# Task details
Repeat only the lines running from the beginning of the material through the line that contains "Proposal: a new".

[[ Dataset extract, beginning ]]

PR #943, opened 2026-03-02
Proposal: `--prefill-step-size` as cmd line argument for speed/memory usage trade-off

Abioy:
Hi mlx,

Proposal: a new argument to balance infer speed and memory usage.

I'm running local llm with mlx-lm on my M2 Pro 32GB. MLX has a better infer speed comparing with llama.cpp, but use much more memory.
When the prompt length comes to 15K~20K ( with Qwen3.5-35B-A3B-4bit ), MLX would run out all memory and cause system stuck or crash almost every time even I limit the prompt cache size. How ever, llama.cpp could run in such case stably.

I do some benchmarks and found that the default `prefill_step_size`, 2048 in fact, might not be the best choice on all cases. Peak memory increases much faster then infer speed does with `prefill_step_size` from 512 to 2048. When I change the prefill_step_size to 1024, I can run the same LLM with 20K ctx on MLX as llama.cpp does, but faster.  No OOM and crash happens. 

So I think a new argument for `prefill step size` might be useful.

Benchmarks:  (dots with step size from 512 to 1024 then 2048 left to right)
1. pp10240<br/>
image<br/>
2. pp20480<br/>
image<br/>
3. pp30720<br/>
image<br/>

### DIFF
--- a/mlx_lm/server.py
+++ b/mlx_lm/server.py
@@ -995,7 +995,7 @@ class ResponseGenerator:
                 draft_model=draft_model,
                 num_draft_tokens=args.num_draft_tokens,
                 prompt_progress_callback=progress,
-                prefill_step_size=self.model_provider.cli_args.prefill_step_size,
+                prefill_step_size=self.cli_args.prefill_step_size,
             ):
                 rqueue.put(
                     Response(


Abioy:
@angeloskath @awni PTAL, thanks

angeloskath:
Yep that is definitely useful. Thanks!

Fix the lint errors if you want and then I 'll merge.

Abioy:
@angeloskath done and have tested it locally, thanks

angeloskath:
Could you also fix the test?

Abioy:
> Could you also fix the test?

fixed.

PR #947, opened 2026-03-03
Add --served-model-name flag to server

otarkhan:
## Summary

- Add `--served-model-name` CLI flag to the server, allowing operators to configure a custom model name for the API (similar to vLLM's `--served-model-name`)
- When set, the served name appears in `/v1/models` listings and is accepted in request bodies alongside the original model path
- When not set, behavior is fully backward compatible

## Details

The implementation leverages the existing `default_model_map` aliasing mechanism in `ModelProvider`. The served name is registered as an additional alias that resolves to `"default_model"`, so requests using either the served name or the original `--model` path work seamlessly.

**`/v1/models` behavior:**
- With `--served-model-name`: the served name is listed as the model id (replaces the raw path)
- Without: existing behavior preserved; also fixes a minor gap where HF repo IDs (non-local paths) were not listed

## Test plan

- [x] New `TestServedModelName` test class with 3 tests:
  - `/v1/models` endpoint lists the served name
  - Completions using the served name succeed and echo it back in the response
  - Backward compatibility: `"default_model"` still works as before
- [x] All 17 existing + new tests pass

### DIFF
--- a/mlx_lm/server.py
+++ b/mlx_lm/server.py
@@ -490,6 +490,10 @@ class ModelProvider:
         self.default_model_map = {}
         if self.cli_args.model is not None:
             self.default_model_map[self.cli_args.model] = "default_model"
+            if getattr(self.cli_args, "served_model_name", None) is not None:
+                self.default_model_map[self.cli_args.served_model_name] = (
+                    "default_model"
+                )
             self.load(self.cli_args.model, draft_model_path="default_model")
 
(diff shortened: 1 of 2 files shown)


otarkhan:
@angeloskath If you have a couple of minutes for this small change. This change should make it much easier to connect the server with clients

zcbenz:

PR #951, opened 2026-03-06
Ensure normalization does not promote to fp32

angeloskath:
Fixes the issue identified in #931 and also matches more closely the implementation in HF transformers by doing the gating in fp32.


pcuenca:
Awesome, thank you!

PR #953, opened 2026-03-06
Reformat models for the rope parameter args

Goekdeniz-Guelmez:
for the transformers v5

### DIFF
--- a/ACKNOWLEDGMENTS.md
+++ b/ACKNOWLEDGMENTS.md
@@ -16,7 +16,7 @@ Klear team - Kuaishou Technology's `Klear`, AI21 Lab's `Jamba` IBM's `Granite Mo
 Meituan's `LongCat`, Nvidia's `Nemotron H`, Swiss-AI's `Apertus`, Nikity's `Lille130m`, 
 Alibaba Qwen's `Qwen3Next`, Tele-AI's `TeleChat3`, and Allenai's `OLMoE` and `Olmo 3`; 
 Helped add support for the following model architectures: 
-Alibaba Qwen's `Qwen3 & Qwen3MoE)`; Added support for the following training algorithms: 
+Alibaba Qwen's `Qwen3 & Qwen3MoE), Qwen3.5 & Qwen3.5MoE`; Added support for the following training algorithms: 
 `Full Weight Fine-Tuning`, and the `Muon` optimizer; 
 Added support for the following other features: 
 `Multiple Optimizers to choose for training`, and `reporting training metrics to WandB (Weights & Biases)`.
--- a/mlx_lm/models/Klear.py
+++ b/mlx_lm/models/Klear.py
@@ -1,7 +1,7 @@
 # Copyright © 2025 Apple Inc.
 
 from dataclasses import dataclass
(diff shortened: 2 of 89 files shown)


Goekdeniz-Guelmez:
@angeloskath  since im already on the house keeping, should I make the head dim argument on all models optional too? Maybe make the classes have correct input/output type definitions etc. mlx-lm-lora and other would benefit from it imo.

angeloskath:
Thanks @Goekdeniz-Guelmez that looks like a great start. We can migrate the head dim as well but let's finish the rope parameters migration.

I would make sure that if a head dim is optional the model uses it correctly eg `self.head_dim = args.head_dim or ...`.

Goekdeniz-Guelmez:
@angeloskath agreed! Let's first get rope params merged. Should be mergeable now

angeloskath:
@Goekdeniz-Guelmez removing the defaults tends to break things 😉 Running the tests would save us a round-trip

Goekdeniz-Guelmez:
@angeloskath Done!

angeloskath:
Nice, sorry for the back and forth from my side now but shouldn't the other rope parameters also be moved from `rope_parameters` if that is present? ie `rope_scaling` etc.

Goekdeniz-Guelmez:
no worries! yes, that would make thinks easier

Goekdeniz-Guelmez:
@angeloskath shoudl have all the params in and tests passed too.

Goekdeniz-Guelmez:
will be added the new models and then its mergeable @angeloskath

menisadi:
How does it compare to #1465  ?

Goekdeniz-Guelmez:
the existing model configs use the old version where the rope parameters where defined separately, the new one has them under the "rope_parameters" so every model config needs that update, #1465 this just fixes the registration definition of the tokeniser object itself

dahai80:
Thanks for this refactor - the right direction for transformers v5 `rope_parameters`.

One gap I hit while testing: with `rope_theta: float` left as a **required** field (no default), a config that carries `rope_theta` **only** nested under `rope_parameters` (no top-level `rope_theta`) still fails to construct. `BaseModelArgs.from_dict` filters params to the signature and calls `cls(**params)`, so `__post_init__` never runs:

```
TypeError: ModelArgs.__init__() missing 1 required positional argument: 'rope_theta'
```

Repro (mirrors `from_dict` + the #953 `ModelArgs`):
```python
import dataclasses
@dataclasses.dataclass
class ModelArgs:
    rope_theta: float                 # required, no default (current #953)
    rope_parameters: dict = None
    def __post_init__(self):
        if self.rope_parameters is not None:
            self.rope_theta = self.rope_parameters.get("rope_theta", 100000.0)
ModelArgs(**{"rope_parameters": {"rope_theta": 1000000.0}})   # -> TypeError before __post_init__
```

Making `rope_theta` optional lets `__post_init__` do the lift:
```python
rope_theta: Optional[float] = None
```
This also matches issue #1563 (Qwen3 conversion fails when rope_theta is nested under rope_parameters). Happy to open a follow-up PR if that's cleaner than amending here.

zcbenz:

PR #961, opened 2026-03-07
Fix iterate_batches KeyError by calling process() in dataset __getitem__

### LINKED ISSUE #766: Bug in iterate_batches() and train() in tuner/trainer.py
I was using the `train` function in `mlx-lm/tuner/trainer.py`, which uses the `iterate_batches` function and keeps erroring out at this line:
```
 # Sort by length:
    if isinstance(dataset, CacheDataset):
        len_fn = lambda idx: dataset.itemlen(idx)
    else:
        len_fn = lambda idx: len(dataset[idx][0]) # Error here
```
The error log is as follows:
```
 File "/Users/miniconda3/lib/python3.13/site-packages/mlx_lm/tuner/trainer.py", line 104, in iterate_batches
    idx = sorted(range(len(dataset)), key=len_fn)
  File "/Users/miniconda3/lib/python3.13/site-packages/mlx_lm/tuner/trainer.py", line 103, in <lambda>
    len_fn = lambda idx: len(dataset[idx][0])
                             ~~~~~~~~~~~~^^^
KeyError: 0
```
However, even though I prepare my dataset properly using `create_dataset` in `mlx-lm/tuner/datasets.py`, and tried different format to generate a `TextDataset`, `ChatDataset`, etc., it would not work because `iterate_batches` assumes that the dataset object calls `process` on each item before/within `__getitem__`. 

The error was gone when I added this line to my custom ChatDataset.
```
def __getitem__(self, idx: int):
        return self.process(self._data[idx])  # FIX
```

Not sure if this behaviour is by design since I couldn't find documentation on the best training methods using the MLX API (most were CLI-based), but I needed some more flexibility in specification so I opted to use the former.

ars667:
Fix KeyError: 0 in iterate_batches when using non-cached datasets

`iterate_batches` expects `dataset[idx]` to return processed tuples
`(tokens, offset)`, but `TextDataset`, `ChatDataset`, and
`CompletionsDataset.__getitem__` return raw dicts.

Fixed by wrapping the dataset in `CacheDataset` at the start of
`iterate_batches` if it has a `process` method and is not already
wrapped. This is consistent with how `CacheDataset` already handles
processing and caching, and avoids duplicating logic across dataset
classes.

Fixes #766

### DIFF
--- a/mlx_lm/tuner/datasets.py
+++ b/mlx_lm/tuner/datasets.py
@@ -30,7 +30,7 @@ class TextDataset:
         return (d, 0)
 
     def __getitem__(self, idx: int):
-        return self._data[idx]
+        return self.process(self._data[idx])
 
     def __len__(self):
         return len(self._data)
@@ -77,7 +77,7 @@ class ChatDataset:
             return (tokens, 0)
 
     def __getitem__(self, idx: int):
-        return self._data[idx]
+        return self.process(self._data[idx])
 
     def __len__(self):
         return len(self._data)
@@ -127,7 +127,7 @@ class CompletionsDataset:
         return (tokens, 0)
 
     def __getitem__(self, idx: int):
-        return self._data[idx]
+        return self.process(self._data[idx])
 
     def __len__(self):
         return len(self._data)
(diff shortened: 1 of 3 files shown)


ars667:
Hey @angeloskath, would love to get your thoughts on this approach when you have a moment.

zcbenz:

Issue #790, opened 2026-01-21
GLM 4.7 Flash KV Cache size


TrajansRow:
GLM 4.7 Flash performs great in MLX, but the KV Cache seems to be several times larger per token than I would expect for this model. This prevents 32GB hosts from using more than about 10000 tokens of context, even with a 4-bit quantized model. The vLLM folks recently resolved a similar issue in their project. Is it possible this affects MLX-LM also? https://github.com/vllm-project/vllm/pull/32759

TrajansRow:
Looks like this is addressed in #780 :)

Issue #615, opened 2025-11-16
Feature Request: Add max-kv-size Support to MLX HTTP Server


stperic:
Problem
mlx_lm.generate() supports max_kv_size parameter, but mlx_lm.server doesn't. This prevents users from controlling KV cache size for memory optimization and performance tuning.
Proposed Solution
Add max-kv-size support in one or more ways:
Option 1: Startup Parameter
bashpython -m mlx_lm.server --model <model> --max-kv-size 4096
Option 2: API Request Parameter
pythonresponse = client.chat.completions.create(
    model="local-model",
    messages=[...],
    extra_body={"max_kv_size": 4096}
)
Option 3: Both (Recommended)

Startup parameter sets default
API requests can override per-request

Use Cases

Memory optimization: Set smaller cache on limited RAM systems
Long context: Increase cache for document processing
Mixed workloads: Different cache sizes for different request types

Benefits

Better memory management
Performance tuning flexibility
Feature parity with mlx_lm.generate()
Aligns with other frameworks (vLLM, TGI, mlx-openai-server)

Related

Issue #1170: Context size configuration
Third-party mlx-openai-server already implements --context-length

mabaeyens:
This is already implemented and waiting for review in #1353, which adds `--max-kv-size` to the server alongside the KV quantization flags. Option 1 from your list (startup parameter); no per-request override.

Confirming the gap is still real on current main, in case anyone is unsure whether this aged out: `server.py` has no `--max-kv-size` argument, and `git log -S'max_kv_size' -- mlx_lm/server.py` finds nothing across the file's history. The plumbing underneath exists, `BatchGenerator.__init__` already accepts `max_kv_size`, so what is missing is only the CLI wiring, which is what #1353 does.

Worth watching that PR rather than opening anything new here.

PR #963, opened 2026-03-08
feat: Add importance-aware KV cache compression (CompressedKVCache)

iamadalek:
## Add importance-aware KV cache compression (`CompressedKVCache`)

cc @awni — this touches cache infrastructure in your domain. Would appreciate your input on the design decisions, particularly the compact-before-quantize ordering and the cross-layer coherent eviction approach.

### Problem

KV cache memory grows linearly with context length and becomes the primary memory bottleneck for long-context generation on consumer Apple Silicon hardware. A Qwen3-8B (4-bit) model at 8K context consumes 1,152 MB of KV cache alone — a significant portion of available unified memory on 16-32GB machines.

Users have raised this directly:
- #790 — GLM 4.7 Flash KV cache prevents 32GB hosts from exceeding ~10K tokens of context
- #615 — Feature request for `max-kv-size` to control KV cache memory in the server

Existing `QuantizedKVCache` reduces precision but does not reduce the number of cached tokens. This PR adds a complementary approach: evicting the least important tokens while preserving generation quality.

### Approach

`CompressedKVCache` is a new `_BaseCache` subclass that performs importance-aware token eviction using L2-norm scoring of key vectors, based on the KnormPress paper (Devoto et al., arXiv:2406.11430). The core insight from that paper is that key vectors with the highest L2 norms contribute least to attention and can be safely evicted.

When the cache exceeds a configurable budget, a compaction pass:

1. Computes L2 norms of key vectors, aggregated across GQA heads
2. Protects recent tokens from eviction (configurable window)
3. Applies cross-layer coherent eviction — shared indices across all layers via a single `argsort`, matching the KnormPress finding that layer-independent eviction degrades quality
4. Gathers the retained keys and values in-place

### Key design decisions

- **Subclasses `_BaseCache` directly** — follows the flat hierarchy convention used by `KVCache` and `QuantizedKVCache`
- **Tracks `_physical_idx` separately from `offset`** — RoPE positional encodings are baked into keys at write time, so eviction must not shift positions. `offset` continues to count total tokens seen (for correct RoPE on new tokens), while `_physical_idx` tracks the actual write position in the compacted array
- **`make_mask()` uses physical cache size** — prevents SDPA dimension mismatch after compaction
- **`compact()` before `quantize` ordering in `generate_step`** — eviction should happen on full-precision keys for best scoring accuracy; quantization applies to the survivors
- **Cross-layer coherent eviction** — single `argsort` reduces kernel launches from 2×N_layers to 2 total
- **`to_quantized()` raises `NotImplementedError`** — composing compression with quantization is deferred to a follow-up

### Usage

```bash
# CLI — compress to 50% budget at 8K context
mlx_lm.generate --model mlx-community/Qwen3-8B-4bit \
    --compact-kv-budget 4096 \
    --prompt "your long prompt here"
```

```python
# Python API

cache = make_prompt_cache(model, compact_kv_budget=4096)
generate(model, tokenizer, prompt=prompt, prompt_cache=cache)
```

### Benchmark results (Qwen3-8B-4bit, M4 Max 128GB)

**Memory reduction — 50% at all context lengths:**

| Context | Full Cache | Compressed (50% budget) | Reduction |
|---------|-----------|------------------------|-----------|
| 2K tokens | 288 MB | 144 MB | 50% |
| 4K tokens | 576 MB | 288 MB | 50% |
| 8K tokens | 1,152 MB | 576 MB | 50% |

**Compaction latency (8K tokens, 36 layers):** ~35ms wall-clock per compaction cycle (graph construction + Metal gather ops across 36 layers × 2 arrays). One-time cost per cycle, amortized over subsequent generation steps via hysteresis threshold.

**Quality preservation:** 10/10 prompts produce identical output with and without compression (greedy decoding). Consistent with KnormPress paper findings that 50% compression preserves output quality.

### Files changed

- `mlx_lm/models/cache.py` — `CompressedKVCache` class, `make_prompt_cache()` updated with `compact_kv_budget` parameter
- `mlx_lm/generate.py` — `maybe_compact_kv_cache()` hook in `generate_step`, `--compact-kv-budget` CLI argument
- `tests/test_compressed_cache.py` — 18 unit tests covering compaction, GQA, mask generation, edge cases
- `benchmarks/bench_compressed_cache.py` — Reproducible benchmark script

### Future work (not in this PR)

- Compose with `QuantizedKVCache` (compress then quantize for maximum memory savings)
- Batch generation support
- Server integration (`--compact-kv-budget` flag for `mlx_lm.server`, addressing #615)
- Alternative scoring functions (attention-weight-based, hybrid)

### References

- [A Simple and Effective L2 Norm-Based Strategy for KV Cache Compression](https://arxiv.org/abs/2406.11430) — Devoto et al., 2024

### DIFF
--- a/benchmarks/bench_compressed_cache.py
+++ b/benchmarks/bench_compressed_cache.py
@@ -1,0 +1,216 @@
+# Copyright © 2023-2024 Apple Inc.
+
+"""Benchmark CompressedKVCache on Qwen3-8B-4bit.
+
+Measures:
+1. Memory before/after compaction at 2K/4K/8K contexts
+2. Compaction latency on M4 Max
+3. Extraction quality preservation (coherent responses after eviction)
+"""
+
+import time
+
+import mlx.core as mx
+
+from mlx_lm import generate
+from mlx_lm.generate import maybe_compact_kv_cache
+from mlx_lm.models.cache import CompressedKVCache, KVCache, make_prompt_cache
+from mlx_lm.sample_utils import make_sampler
+from mlx_lm.utils import load
+
+MODEL_PATH = "mlx-community/Qwen3-8B-4bit"
+
+
+def measure_cache_memory(cache):
+    """Return total cache memory in MB."""
+    total_bytes = sum(c.nbytes for c in cache)
+    return total_bytes / (1024 * 1024)
+
+
+def benchmark_memory(model, tokenizer):
+    """Benchmark memory before/after compaction at various context lengths."""
+    print("\n=== Memory Benchmark ===")
+    print(
+        f"{'Context':<12} {'Full (MB)':<14} {'Compressed (MB)':<18} {'Reduction':<12}"
+    )
+    print("-" * 56)
+
+    for ctx_len in [2048, 4096, 8192]:
+        budget = ctx_len // 2
+
+        # Generate a long prompt by repeating tokens
+        base = "The quick brown fox jumps over the lazy dog. "
+        prompt_text = base * (ctx_len // 8)
+        prompt_tokens = tokenizer.encode(prompt_text)[:ctx_len]
+        prompt_arr = mx.array(prompt_tokens)
+
+        # Full cache baseline
+        full_cache = make_prompt_cache(model)
+        model(prompt_arr[None], cache=full_cache)
+        mx.eval([c.state for c in full_cache])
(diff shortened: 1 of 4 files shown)


zcbenz:

PR #966, opened 2026-03-08
Fix SuScaledRoPE input mutation

### LINKED ISSUE #939: SuScaledRoPE mutates x parameter
See https://github.com/ml-explore/mlx-lm/blob/834fac934c4e04de9b3d723e2b9287a2c60cfd4a/mlx_lm/models/rope_utils.py#L60

```python
class SuScaledRoPE(nn.Module):
...
    def __call__(self, x, offset: Union[int, mx.array] = 0):
        x[..., : self.dim] = self._scale * x[..., : self.dim]
        return mx.fast.rope(
```

This ends up mutating the `x` parameter (it updates the interior pointer through the reference).  Per @angeloskath it should be something like:

```python
y = x[...]
y[..., : self.dim] *= self._scale
return f(y)
```

eyupcanakman:
SuScaledRoPE currently mutates the input tensor by scaling the rotary slice in place. Copy the input before applying the scale and add a regression test for the non-mutating behavior.

Fixes #939

### DIFF
--- a/mlx_lm/models/rope_utils.py
+++ b/mlx_lm/models/rope_utils.py
@@ -58,6 +58,7 @@ class SuScaledRoPE(nn.Module):
         self._scale = long_mscale or (1.0 if factor <= 1.0 else default_scale(factor))
 
     def __call__(self, x, offset: Union[int, mx.array] = 0):
+        x = mx.array(x)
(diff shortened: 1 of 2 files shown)


angeloskath:
Thanks for the PR. I merged #1003 that did both cases. Sorry for not being quicker about it.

[[ Dataset extract, end ]]

# Exercise response
PR #943, opened 2026-03-02
Proposal: `--prefill-step-size` as cmd line argument for speed/memory usage trade-off

Abioy:
Hi mlx,

Proposal: a new argument to balance infer speed and memory usage.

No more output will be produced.